192.168.9.252/32 - Genuine new IP on your network

192.168.9.228/32 - IP of the container using macvlan

but it wont survive a reboot

a firewall rule on to connect them would work tho

i have docker HA running on host lan, that'd fix it too 😄

Ta. Funny enough, I tried that all except the last line
Taken from this example: https://collabnix.com/2-minutes-to-docker-macvlan-networking-a-beginners-guide/

In my case the docker host is my Synology NAS. I bonded the ethernet ports so it uses ovs_bond0 rather than eth0 (or enp7s0)

I did suspect that it would be lost after a reboot although easy enough to script to run as a scheduled task after boot-up.

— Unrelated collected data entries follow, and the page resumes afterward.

PR #1133, opened 2022-05-17
Use headless ("Agg") matplotlib backend in CI

### LINKED ISSUE #1132: CI failure: "RuntimeError: tk.h version (8.6) doesn't match libtk.a version (8.5)"
### Current behavior

CI is failing on {macOS} x {Python 3.7, Python 3.8}. Python3.6 and 3.9 are unaffected.

### Steps to reproduce

Run [CI](.github/workflows/run_tests.yml) on almost any branch currently and it will fail. Example failures:

* `master`: https://github.com/ivadomed/ivadomed/actions/runs/2340863632
* https://github.com/ivadomed/ivadomed/pull/1125: https://github.com/ivadomed/ivadomed/actions/runs/2295180486
  * Interestingly, this one only failed on 3.7, too
* https://github.com/ivadomed/ivadomed/pull/1126: https://github.com/ivadomed/ivadomed/actions/runs/2276043597
  * Interestingly, this one only failed on 3.7
* https://github.com/ivadomed/ivadomed/pull/1127: https://github.com/ivadomed/ivadomed/actions/runs/2321234595
* https://github.com/ivadomed/ivadomed/pull/1128: https://github.com/ivadomed/ivadomed/actions/runs/2327341106
* https://github.com/ivadomed/ivadomed/pull/1129: https://github.com/ivadomed/ivadomed/actions/runs/2340867212
* https://github.com/ivadomed/ivadomed/pull/1131: https://github.com/ivadomed/ivadomed/actions/runs/2341453544
 
Typical pattern of failures:

Screenshot 2022-05-17 at 18-15-15 Update publish_package yml · ivadomed_ivadomed@c4c425b

## Linked Issues

* Being tracked by GitHub staff at https://github.com/actions/setup-python/issues/402

kousu:
#### GitHub

#### PR contents

## Description

Force Agg matplotlib backend to avoid problems in CI. CI should be headless anyway, there's no need to try the other six backends.

## Linked issues

Fixes #1132, which is the most recent symptom, but it's not the only tricky thing that can come up when mixing and matching rendering backends and headless test machines.

### DIFF
--- a/.github/workflows/run_tests.yml
+++ b/.github/workflows/run_tests.yml
@@ -19,6 +19,11 @@ env:
   # (TravisCI quietly defined this on all their platforms, but we have to give it manually on GithubCI.)
   DEBIAN_FRONTEND: 'noninteractive'
   HDF5_USE_FILE_LOCKING: 'FALSE'
+  # Skip to the headless matplotlib renderer, which is less
+  # bug-prone in the constrained environment of CI
+  # Tip from a matplotlib dev: https://github.com/spinalcordtoolbox/spinalcordtoolbox/issues/3388#issuecomment-846091012
+  # Ref: https://matplotlib.org/stable/users/explain/backends.html
+  MPLBACKEND: 'Agg'
 
 jobs:
   ultra_matrix_test:
--- a/ivadomed/scripts/visualize_and_compare_testing_models.py
+++ b/ivadomed/scripts/visualize_and_compare_testing_models.py
@@ -9,6 +9,7 @@
 ###########################################################################################################
 
 import matplotlib
+from matplotlib import pyplot as plt
 import pandas as pd
 import numpy as np
 import itertools
--- a/ivadomed/scripts/visualize_and_compare_testing_models.py
+++ b/ivadomed/scripts/visualize_and_compare_testing_models.py
@@ -21,21 +21,7 @@ import argparse
 
 matplotlib.rcParams['toolbar'] = 'None'  # Remove buttons
 
-gui_env = ['TKAgg', 'GTKAgg', 'Qt4Agg', 'WXAgg']
-selected_gui_env = []
-for gui in gui_env:
-    try:
-        matplotlib.use(gui)
-        from matplotlib import pyplot as plt
-
-        selected_gui_env = gui
-        break
-    except:
-        continue
-# If none works
-if selected_gui_env == []:
-    from matplotlib import pyplot as plt
-
+if matplotlib.get_backend() == "agg":
     logger.warning("No backend can be used - Visualization will fail")
 else:
     logger.info(f"Using: {matplotlib.get_backend()}  gui")
--- a/ivadomed/utils.py
+++ b/ivadomed/utils.py
@@ -222,7 +222,6 @@ def plot_transformed_sample(before, after, list_title=None, fname_out="", cmap="
     if fname_out:
         plt.savefig(fname_out)
     else:
-        matplotlib.use('TkAgg')
         plt.show()
 
 


kousu:
We use the same solution in SCT, but there we set it as a pytest setting:

https://github.com/spinalcordtoolbox/spinalcordtoolbox/blob/20d2f599c6bccffbcc0a852ad6acd3b71d509457/testing/conftest.py#L28-L33

@joshuacwnewton and I had a debate about which file was better to set this variable in: https://github.com/spinalcordtoolbox/spinalcordtoolbox/pull/3420#discussion_r652790703

kousu:
Drat, it didn't work:

Screenshot 2022-05-17 at 20-20-54 Use headless ( Agg ) matplotlib backend by kousu · Pull Request #1133 · ivadomed_ivadomed

I don't get it, that should have worked.

.github/workflows/run_tests.yml
```diff
@@ -19,6 +19,11 @@ env:
   # (TravisCI quietly defined this on all their platforms, but we have to give it manually on GithubCI.)
   DEBIAN_FRONTEND: 'noninteractive'
   HDF5_USE_FILE_LOCKING: 'FALSE'
+  # Skip to the headless matplotlib renderer, which is less
+  # bug-prone in the constrained environment of CI
+  # Tip from a matplotlib dev: https://github.com/spinalcordtoolbox/spinalcordtoolbox/issues/3388#issuecomment-846091012
+  # Ref: https://matplotlib.org/stable/users/explain/backends.html
+  MPLBACKEND: 'Agg'
```
joshuacwnewton, line 26: Could this be relevant, possibly? 

https://github.com/ivadomed/ivadomed/blob/bd904e5e139fa6a437abfc225216f6057824f1e3/ivadomed/utils.py#L225

kousu: Thank you for your eyes! When I got to that point I was just tired of the problem, so I'm really happy you picked up my baton to keep us going.

It could be either. `use()` _sets a **global**_, so its leaking into other tests, [e.g.](https://github.com/ivadomed/ivadomed/runs/6480501528?check_suite_focus=true):

```
ivadomed/metrics.py:305: in plot_roc_curve
    plt.figure()
[...]
../../../hostedtoolcache/Python/3.8.12/x64/lib/python3.8/tkinter/__init__.py:2272: in __init__
    self._loadtk()
```

```
testing/unit_tests/test_mixup.py:27: 
_ _ _ _ _ _ _ _ _ _ _ _ _ _ _ _ _ _ _ _ _ _ _ _ _ _ _ _ _ _ _ _ _ _ _ _ _ _ _ _ 
ivadomed/mixup.py:36: in mixup
    save_mixup_sample(ofolder, data, targets, lambda_tensor)
ivadomed/mixup.py:63: in save_mixup_sample
    plt.figure(figsize=(20, 10))
[...]
../../../hostedtoolcache/Python/3.8.12/x64/lib/python3.8/tkinter/__init__.py:2272: in __init__
    self._loadtk()
```

```
 testing/functional_tests/test_visualize_transforms.py:21: 
_ _ _ _ _ _ _ _ _ _ _ _ _ _ _ _ _ _ _ _ _ _ _ _ _ _ _ _ _ _ _ _ _ _ _ _ _ _ _ _ 
ivadomed/scripts/visualize_transforms.py:183: in main
    run_visualization(input=args.input, config=args.config, number=int(args.number),
ivadomed/scripts/visualize_transforms.py:171: in run_visualization
    imed_utils.plot_transformed_sample(before,
ivadomed/utils.py:210: in plot_transformed_sample
    plt.figure(figsize=(20, 10))
[...]
../../../hostedtoolcache/Python/3.8.12/x64/lib/python3.8/tkinter/__init__.py:2272: in __init__
    self._loadtk()
```

None of those three `figure()` calls are near the `use()` call but it's still up in their business.

ivadomed/scripts/visualize_and_compare_testing_models.py
```diff
@@ -21,7 +21,7 @@
 
 matplotlib.rcParams['toolbar'] = 'None'  # Remove buttons
 
-gui_env = ['TKAgg', 'GTKAgg', 'Qt4Agg', 'WXAgg']
+gui_env = ['Agg']
```
kousu, line 24: This is just experimental. I'll probably revert this.

But I don't think this loop should be here at all. matplotlib already does this loop: https://matplotlib.org/stable/users/explain/backends.html

> Without a backend explicitly set, Matplotlib automatically detects a usable backend based on what is available on your system and on whether a GUI event loop is already running. The first usable backend in the following list is selected: MacOSX, QtAgg, GTK4Agg, Gtk3Agg, TkAgg, WxAgg, Agg. The last, Agg, is a non-interactive backend that can only write to files.

kousu: So, I'm pretty sure this whole loop is redundant and can be replaced with just the last line of the block! Because matplotlib already does it. Check this:

```
[kousu@nigiri ~]$ python -c 'import matplotlib; print(matplotlib.get_backend())'
QtAgg
[kousu@nigiri ~]$ DISPLAY="" python -c 'import matplotlib; print(matplotlib.get_backend())'
agg
```

i.e. when I tell it I have no GUI, it automatically falls back to agg.

ivadomed/scripts/visualize_and_compare_testing_models.py
```diff
@@ -21,21 +21,7 @@
...
-
-        selected_gui_env = gui
-        break
-    except:
-        continue
-# If none works
-if selected_gui_env == []:
-    from matplotlib import pyplot as plt
-
+if matplotlib.get_backend() == "agg":
```
kousu, line 24: I'm pretty sure this loop is redundant: https://matplotlib.org/stable/users/explain/backends.html

> Without a backend explicitly set, Matplotlib automatically detects a usable backend based on what is available on your system and on whether a GUI event loop is already running. The first usable backend in the following list is selected: MacOSX, QtAgg, GTK4Agg, Gtk3Agg, TkAgg, WxAgg, Agg.

and calling `use()` in the middle of tests is messing the tests up by leaking state from one test to another, because `use()` is setting an internal global variable and hence causing some tests to use TkAgg or QtAgg or just agg whatever might be chosen depending on the order the tests happen to run in.

.github/workflows/run_tests.yml
kousu: Nice! Those were indeed the final pieces. CI is green: https://github.com/ivadomed/ivadomed/actions/runs/2344760419

Screenshot 2022-05-18 at 06-47-36 Use headless ( Agg ) matplotlib backend · ivadomed_ivadomed@23e018f

kousu:
@joshuacwnewton helped me make it work!

kanishk16 (approved):
Apart from just importing pyplot in `visualize_and_compare_testing_models.py`, LGTM!

kousu:
> Apart from just importing pyplot in `visualize_and_compare_testing_models.py`, LGTM!

Do you want

```
from matplotlib import pyplot as plt
```

to be moved to the top of the file instead of removed?

The tests passed without that, do you think it's really necessary?

joshuacwnewton:
> The tests passed without that, do you think it's really necessary?

The `visualize_and_compare_testing_models.py` is only [~16% covered](https://coveralls.io/builds/49246718/source?filename=ivadomed%2Fscripts%2Fvisualize_and_compare_testing_models.py) (though, for some reason Coveralls isn't giving line-by-line coverage). So, I'd be skeptical of trusting the test suite here?

Is it possible that the `onclick` and `visualize_and_compare_models` functions aren't tested at all?

kanishk16:
> > Apart from just importing pyplot in `visualize_and_compare_testing_models.py`, LGTM!
> 
> Do you want
> 
> ```
> from matplotlib import pyplot as plt
> ```
> 
> to be moved to the top of the file instead of removed?

Yup
> The tests passed without that, do you think it's really necessary?

I guess that'd be necessary if someone runs it as a script

https://github.com/ivadomed/ivadomed/blob/bd904e5e139fa6a437abfc225216f6057824f1e3/ivadomed/scripts/visualize_and_compare_testing_models.py#L111-L115

Moreover, I believe there are no tests yet for it.

kousu:
> Moreover, I believe there are no tests yet for it.


Oh true, I didn't notice that. I'll put it in then merge :)

PR #1143, opened 2022-06-02
Use setuptools_scm

kousu:
#### GitHub

#### PR contents

## Description

setuptools_scm is the PyPA-blessed way to integrate git with pip.

Replaces version.txt with the most recent git tag, and MANIFEST.in with
git's contents.  This makes it much less likely to accidentally publish
a broken build, and less work to do a release.

Drops _git_info() and its subroutines. This changes the version string's
format used in dev mode (pip install -e). It previously was

```
{install_type}-{ivadomed_branch}-{ivadomed_commit}
```

Now it's (roughly)

```
{tag+1}.dev{N}+g{commit}[.d{date}]
```

which is https://peps.python.org/pep-0440/#version-scheme approved.

e.g. right now the most recent tag is v2.9.5, 9 commits back before the
current ec136672i, so setuptools_scm generates "2.9.6.dev9+gec136672".
If the branch is edited with uncommited changes, it is marked "dirty"
with "2.9.6.dev9+gec136672.d20220602"; this is a feature the previous
format couldn't tell us. Losing the branch name is too bad but we can
probably live without it for the benefit of conforming to standards.

## Linked issues

The fragileness of MANIFEST.in showed up while trying to release 2.9.6: https://github.com/ivadomed/ivadomed/runs/6711207528?check_suite_focus=true#step:6:169. The immediate problem there was broken build introduced by https://github.com/ivadomed/ivadomed/pull/1131#issuecomment-1145207416, which was reverted in https://github.com/ivadomed/ivadomed/pull/1144, but setuptools_scm is a much stronger long term solution.

### DIFF
--- a/ivadomed/utils.py
+++ b/ivadomed/utils.py
@@ -2,6 +2,12 @@ import os
 import sys
 import subprocess
 import hashlib
+
+if sys.version_info < (3, 8):
+    import importlib_metadata
+else:
+    import importlib.metadata as importlib_metadata
+
 import numpy as np
 import wandb
 from enum import Enum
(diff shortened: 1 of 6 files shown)


ivadomed/utils.py
```diff
@@ -303,18 +280,15 @@ def get_arguments(parser, args):
     return args
 
 
-def __get_commit(path_to_git_folder=None):
-    """Get GIT ivadomed commit.
+def __get_commit(path_to_git_folder):
+    """Get a git commit.
```
kousu, line 284: This function is better implemented as

```
return subprocess.check_output(["git","describe","--always","--dirty"]))
```

that's the standard form most projects use. A dirty repo is reported as "-dirty", instead of with a "*", but otherwise it's the same, and can be done in one line. But that can be done in a follow-up.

I'll have another poke at it and see if it works.
Cheers for your help

That's kinda the way this all ended up.

Rather than setting up my NAS Network Interface to use a VPN (which interferes with port forwarding and is overkill) I was doing a funky thing with docker and gluetun as a dedicated VPN container (macvlan IP) and attached a series of other containers to it using --network=container:gluetun
They all shared the same IP/subnet with individual ports being the separator, but it meant that other containers running on host/bridge like the monitoring container couldn't access that macvlan subnet.

In the end I moved gluetun to the host and it still works fine as before 🤦‍♂️

Thanks for your help and inspiration.
It was useful to see I was on the right path, but simplifying the topology did the trick 👌

Did you try to run both on the same host?

If that's the case then both containers wont see each other.

A child interface cannot communicate with its parent interface

https://blog.oddbit.com/post/2018-03-12-using-docker-macvlan-networks/

I was looking for exactly that blog post and then when I found it I realised you'd already posted it!

Covers the use of a shim to allow access between a macvlan container and the host

It's not a subnet issue, and the shim technique works whether the host and container are on the same or different subnets

I've used it a couple of times, all of my docker containers (there are 14 of them currently) use macvlan and are spread across three subnets. A couple do need to access the host or vice-versa and this technique works well.